CHILDREN’S HEALTH MATTERS
By Giles Bruce
Researchers are developing a new tool to measure whether children are experiencing the physiological effects of toxic stress, a development that could have far-reaching implications for pediatricians and families.
The JPB Research Network on Toxic Stress, led by Harvard University professor Dr. Jack Shonkoff, is composed of academics from across the country who hope to deliver a biological test for childhood adversity in the next few years.
“The goal in reality is to identify biomarkers that are scalable, that would raise red flags that would tell the pediatrician: ‘There’s something going on here. I don’t know exactly what it is, but maybe I should dig a little deeper,’” said Pat Levitt, a University of Southern California professor of pediatrics and neurogenetics researcher involved in the project.
Chronic stress early in life has been found to put a person at increased risk for a variety of physical, mental and educational problems, and even change the architecture of the brain. Those findings have gained broader awareness in recent years, as journalists have increasingly reported on the effects of toxic stress on children across the nation.
But so far there hasn’t been an easy way to quickly detect dangerous levels of stress in pediatric settings — so that’s the missing tool the team of researchers is trying to develop.
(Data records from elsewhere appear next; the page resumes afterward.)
PR #7272, opened 2025-02-25
🐛 add `product_name` to licensed item/resource mapping table (🗃️)

matusdrobuliak66:
## What do these changes do?
- 🐛 add `product_name` to licensed item/resource mapping table (🗃️)
Unique constraint should be applied at the (product name, resource ID) level, not just on the resource ID, as the same resource ID can appear in multiple products (e.g., commercial, academia, etc.).

## Dev-ops checklist


giancarloromeo (approved):

GitHK (approved):

sanderegg (approved):
thanks

pcrespov (approved):
thx

TIP: when changing the tables, please consider adding fake factory to help populate the table with an example. Will talk later more about that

This could also change the way health journalists report on early childhood adversity and interventions, by giving a quantifiable way to gauge stress and resilience in kids.
“We are getting progressively closer to having objective, biologically based ‘readouts’ of toxic stress, but there remain two challenges,” said Charles Nelson, a professor of pediatrics and neuroscience at Harvard Medical School who is also associated with the project. “A: Will they work at the level of the individual child? And B: Do they have high specificity? That is — are they picking up a ‘signature’ of toxic stress per se or something broader? My sense is it will still be three to five years before we solve these problems.”
If and when that happens, Levitt said such a measurement tool would be a “game-changer.” That’s because, he noted, there are “things that can buffer toxic stress: strengthening the caregiver skill sets, particularly on executive function; reducing stress levels in the (family) environment; (addressing) mental health issues of the primary caregiver.”
The interventions often focus on the parents, and their past traumas, as much as the children, and involve increasing “serve and return,” a term that refers to the social connectedness and interaction between young kids and their caregivers.
Levitt compared it to the treatment for autism: “While we don’t have a ‘cure’ for autism spectrum disorder, we do have a situation in which more and more kids are getting earlier and earlier interventions, and they’re doing much better than those who are getting interventions later.”
The tool for measuring toxic stress will likely consist of a battery of tests — potentially using samples of saliva, DNA and hair, as well as electroencephalograms or EEG — that can collectively detect elevated stress responses in the body. Such analyses would look for factors like an increase or decrease in certain immune proteins, epigenetic changes, and damage to telomeres, which are protective caps at the end of chromosomes and a measure of cellular aging, Levitt said.
As Levitt explained, “A toxic stress response is really an attack on what we call ‘regulatory processes,’ which is a fancy term for another, single-word term: homeostasis. That is, all our physiological systems become imbalanced. … If it doesn’t return back to baseline, or back to normal, but it maintains some chronic state, that’s when the the problems occur — what we call a ‘physiological load.’”
The current approach from pediatricians is to examine developmental milestones — speech, language and motor-skills — as well as the quality of social interactions between the child and caregiver and even the parents’ mental health, Levitt said. But this approach is limited, in part because primary care providers are generally stretched for time. Research has found that only about a third of kids receive any type of developmental screening.
Some pediatricians also screen for adverse childhood experiences, but often aren’t reimbursed for their times. California recently became the first state to pay health care providers to do these evaluations, under the state’s Medicaid program. However, some experts have been skeptical about the effectiveness of these screenings, and the biomarker battery could eventually supplement — or even replace — them with a more objective approach.
Levitt predicts this will be a “front line” test, like ones required in certain places for lead exposure.
But some parents might have misgivings about getting the biomarker analysis, either because they’re worried about the potential for child welfare involvement or their kids being stigmatized as victims of abuse, trauma or neglect. This could be particularly true for communities of color, whose wariness stems from a long history of unscrupulous medical research.
That’s why, Levitt noted, the research consortium includes community leaders who are addressing these and other ethical issues, as well as how to get community buy-in.
The tool could also be used to measure the efficacy of various early-childhood interventions, by telling us which ones are more effective in returning kids’ stress levels to normal. In addition, researchers have said such biomarker tests could help detect the physiological underpinnings of why some kids can better withstand or overcome the negative effects of adversity.
“If we can identify the genesis of the toxic stress response,” Levitt said, “it should mean we can identify the genesis of building resilience.”